======== Records to process ========

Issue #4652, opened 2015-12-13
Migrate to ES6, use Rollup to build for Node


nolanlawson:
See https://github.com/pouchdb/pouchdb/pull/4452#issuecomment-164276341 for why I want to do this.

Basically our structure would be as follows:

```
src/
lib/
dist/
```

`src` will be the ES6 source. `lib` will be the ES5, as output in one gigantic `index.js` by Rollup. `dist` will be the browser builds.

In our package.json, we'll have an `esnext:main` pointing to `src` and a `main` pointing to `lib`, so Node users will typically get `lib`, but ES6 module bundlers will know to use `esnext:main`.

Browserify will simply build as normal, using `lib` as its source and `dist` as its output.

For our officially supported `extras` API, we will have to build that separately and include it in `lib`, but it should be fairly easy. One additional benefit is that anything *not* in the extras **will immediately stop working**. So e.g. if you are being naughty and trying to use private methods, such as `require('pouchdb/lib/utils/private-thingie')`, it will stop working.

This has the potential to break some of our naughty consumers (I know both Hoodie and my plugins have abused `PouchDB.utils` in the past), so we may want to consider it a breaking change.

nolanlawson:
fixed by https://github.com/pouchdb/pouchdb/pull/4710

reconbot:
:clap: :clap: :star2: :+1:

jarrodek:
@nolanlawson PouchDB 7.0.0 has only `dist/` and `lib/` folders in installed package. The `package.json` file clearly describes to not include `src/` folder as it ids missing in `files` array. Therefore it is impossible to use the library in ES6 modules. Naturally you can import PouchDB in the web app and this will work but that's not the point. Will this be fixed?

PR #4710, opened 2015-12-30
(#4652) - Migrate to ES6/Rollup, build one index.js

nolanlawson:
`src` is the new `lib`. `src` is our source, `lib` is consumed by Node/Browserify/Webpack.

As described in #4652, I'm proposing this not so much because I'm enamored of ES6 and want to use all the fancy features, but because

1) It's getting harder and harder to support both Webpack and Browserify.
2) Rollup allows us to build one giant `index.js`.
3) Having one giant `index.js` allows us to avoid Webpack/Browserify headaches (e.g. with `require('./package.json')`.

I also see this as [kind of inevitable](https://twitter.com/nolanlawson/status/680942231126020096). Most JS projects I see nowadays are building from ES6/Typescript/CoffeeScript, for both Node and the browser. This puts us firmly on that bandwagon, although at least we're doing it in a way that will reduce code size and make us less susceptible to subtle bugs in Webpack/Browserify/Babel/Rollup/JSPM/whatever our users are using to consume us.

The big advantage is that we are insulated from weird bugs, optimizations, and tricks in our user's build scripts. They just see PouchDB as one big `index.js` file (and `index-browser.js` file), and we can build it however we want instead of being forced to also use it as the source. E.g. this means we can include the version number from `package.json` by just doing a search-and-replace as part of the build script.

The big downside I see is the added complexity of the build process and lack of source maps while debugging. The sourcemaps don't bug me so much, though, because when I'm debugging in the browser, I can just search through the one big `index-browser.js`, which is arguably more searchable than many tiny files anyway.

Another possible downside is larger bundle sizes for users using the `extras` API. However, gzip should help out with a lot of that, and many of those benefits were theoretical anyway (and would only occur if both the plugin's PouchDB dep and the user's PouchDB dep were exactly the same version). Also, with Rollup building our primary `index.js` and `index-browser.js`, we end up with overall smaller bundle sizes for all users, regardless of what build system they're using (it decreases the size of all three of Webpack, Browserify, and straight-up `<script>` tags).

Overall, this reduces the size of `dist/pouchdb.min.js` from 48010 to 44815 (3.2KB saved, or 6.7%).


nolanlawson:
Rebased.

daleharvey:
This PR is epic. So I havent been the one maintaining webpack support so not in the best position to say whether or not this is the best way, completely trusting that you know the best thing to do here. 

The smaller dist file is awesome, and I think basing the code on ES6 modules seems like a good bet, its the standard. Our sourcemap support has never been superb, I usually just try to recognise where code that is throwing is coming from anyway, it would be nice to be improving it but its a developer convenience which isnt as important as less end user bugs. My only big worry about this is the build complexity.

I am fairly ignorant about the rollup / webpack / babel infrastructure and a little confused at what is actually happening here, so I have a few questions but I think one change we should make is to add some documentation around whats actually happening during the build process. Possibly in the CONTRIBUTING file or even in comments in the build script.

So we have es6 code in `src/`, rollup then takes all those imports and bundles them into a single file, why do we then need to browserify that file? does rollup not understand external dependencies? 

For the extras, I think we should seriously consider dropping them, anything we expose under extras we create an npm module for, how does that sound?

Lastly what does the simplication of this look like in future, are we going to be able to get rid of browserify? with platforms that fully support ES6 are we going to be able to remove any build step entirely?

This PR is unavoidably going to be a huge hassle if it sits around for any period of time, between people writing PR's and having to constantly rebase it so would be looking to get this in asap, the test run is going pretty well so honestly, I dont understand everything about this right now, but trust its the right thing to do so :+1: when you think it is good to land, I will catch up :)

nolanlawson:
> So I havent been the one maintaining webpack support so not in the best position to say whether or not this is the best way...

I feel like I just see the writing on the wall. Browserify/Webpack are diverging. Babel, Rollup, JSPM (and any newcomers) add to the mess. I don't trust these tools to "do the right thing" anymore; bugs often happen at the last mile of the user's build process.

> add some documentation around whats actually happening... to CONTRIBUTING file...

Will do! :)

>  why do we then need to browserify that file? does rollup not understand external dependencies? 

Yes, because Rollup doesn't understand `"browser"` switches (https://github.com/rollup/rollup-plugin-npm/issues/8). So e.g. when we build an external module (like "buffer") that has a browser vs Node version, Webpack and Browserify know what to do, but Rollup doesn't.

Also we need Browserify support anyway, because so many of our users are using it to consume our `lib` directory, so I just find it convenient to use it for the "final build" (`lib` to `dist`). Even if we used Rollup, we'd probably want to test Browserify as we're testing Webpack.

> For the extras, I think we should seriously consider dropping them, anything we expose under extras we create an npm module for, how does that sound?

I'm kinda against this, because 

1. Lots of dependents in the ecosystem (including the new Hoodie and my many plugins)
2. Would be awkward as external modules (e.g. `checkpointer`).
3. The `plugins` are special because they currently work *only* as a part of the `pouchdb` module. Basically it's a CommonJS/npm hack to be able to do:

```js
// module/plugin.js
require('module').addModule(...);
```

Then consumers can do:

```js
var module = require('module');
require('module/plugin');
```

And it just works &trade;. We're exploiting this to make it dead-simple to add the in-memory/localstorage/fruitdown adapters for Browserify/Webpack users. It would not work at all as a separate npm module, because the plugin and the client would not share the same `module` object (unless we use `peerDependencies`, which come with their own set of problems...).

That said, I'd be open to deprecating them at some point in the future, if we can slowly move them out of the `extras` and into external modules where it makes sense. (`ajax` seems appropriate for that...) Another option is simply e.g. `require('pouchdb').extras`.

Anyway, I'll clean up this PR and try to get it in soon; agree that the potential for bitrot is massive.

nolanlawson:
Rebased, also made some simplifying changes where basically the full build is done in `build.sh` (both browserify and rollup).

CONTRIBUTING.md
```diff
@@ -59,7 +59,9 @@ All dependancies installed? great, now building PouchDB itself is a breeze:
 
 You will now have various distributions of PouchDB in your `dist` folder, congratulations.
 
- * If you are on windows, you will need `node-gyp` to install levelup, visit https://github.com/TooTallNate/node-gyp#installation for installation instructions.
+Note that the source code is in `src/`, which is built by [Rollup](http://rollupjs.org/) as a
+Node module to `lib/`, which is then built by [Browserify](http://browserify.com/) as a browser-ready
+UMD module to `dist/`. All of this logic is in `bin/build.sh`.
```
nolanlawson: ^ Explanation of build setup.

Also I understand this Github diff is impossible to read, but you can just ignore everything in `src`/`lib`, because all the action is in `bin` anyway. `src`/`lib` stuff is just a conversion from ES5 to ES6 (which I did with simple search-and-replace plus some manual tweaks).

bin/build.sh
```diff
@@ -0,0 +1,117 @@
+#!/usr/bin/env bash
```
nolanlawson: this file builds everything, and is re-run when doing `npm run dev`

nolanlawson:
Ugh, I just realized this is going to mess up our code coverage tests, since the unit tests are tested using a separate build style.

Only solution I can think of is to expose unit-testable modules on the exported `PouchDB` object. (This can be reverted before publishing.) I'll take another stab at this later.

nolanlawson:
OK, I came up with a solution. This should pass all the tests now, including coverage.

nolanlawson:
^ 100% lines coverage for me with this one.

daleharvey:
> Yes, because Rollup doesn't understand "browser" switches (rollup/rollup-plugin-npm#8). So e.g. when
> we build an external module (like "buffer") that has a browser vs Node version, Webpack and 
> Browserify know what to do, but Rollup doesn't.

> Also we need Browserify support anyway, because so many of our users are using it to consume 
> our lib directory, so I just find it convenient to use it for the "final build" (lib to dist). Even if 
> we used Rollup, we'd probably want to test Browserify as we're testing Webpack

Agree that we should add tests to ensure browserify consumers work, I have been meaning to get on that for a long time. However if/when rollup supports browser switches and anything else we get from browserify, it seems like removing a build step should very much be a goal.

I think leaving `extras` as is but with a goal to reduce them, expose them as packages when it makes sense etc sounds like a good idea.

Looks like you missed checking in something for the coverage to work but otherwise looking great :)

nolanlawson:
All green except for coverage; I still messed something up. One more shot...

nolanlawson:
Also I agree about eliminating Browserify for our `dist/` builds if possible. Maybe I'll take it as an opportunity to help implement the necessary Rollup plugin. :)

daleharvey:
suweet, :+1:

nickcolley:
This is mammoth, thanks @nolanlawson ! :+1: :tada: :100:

========

→ Goal of the exercise: After locating the line that contains "consumed by Node/Browserify/Webpack.", please copy exactly every line from the start of the records through it, and nothing else.

→ Response to this exercise:
Issue #4652, opened 2015-12-13
Migrate to ES6, use Rollup to build for Node


nolanlawson:
See https://github.com/pouchdb/pouchdb/pull/4452#issuecomment-164276341 for why I want to do this.

Basically our structure would be as follows:

```
src/
lib/
dist/
```

`src` will be the ES6 source. `lib` will be the ES5, as output in one gigantic `index.js` by Rollup. `dist` will be the browser builds.

In our package.json, we'll have an `esnext:main` pointing to `src` and a `main` pointing to `lib`, so Node users will typically get `lib`, but ES6 module bundlers will know to use `esnext:main`.

Browserify will simply build as normal, using `lib` as its source and `dist` as its output.

For our officially supported `extras` API, we will have to build that separately and include it in `lib`, but it should be fairly easy. One additional benefit is that anything *not* in the extras **will immediately stop working**. So e.g. if you are being naughty and trying to use private methods, such as `require('pouchdb/lib/utils/private-thingie')`, it will stop working.

This has the potential to break some of our naughty consumers (I know both Hoodie and my plugins have abused `PouchDB.utils` in the past), so we may want to consider it a breaking change.

nolanlawson:
fixed by https://github.com/pouchdb/pouchdb/pull/4710

reconbot:
:clap: :clap: :star2: :+1:

jarrodek:
@nolanlawson PouchDB 7.0.0 has only `dist/` and `lib/` folders in installed package. The `package.json` file clearly describes to not include `src/` folder as it ids missing in `files` array. Therefore it is impossible to use the library in ES6 modules. Naturally you can import PouchDB in the web app and this will work but that's not the point. Will this be fixed?

PR #4710, opened 2015-12-30
(#4652) - Migrate to ES6/Rollup, build one index.js

nolanlawson:
`src` is the new `lib`. `src` is our source, `lib` is consumed by Node/Browserify/Webpack.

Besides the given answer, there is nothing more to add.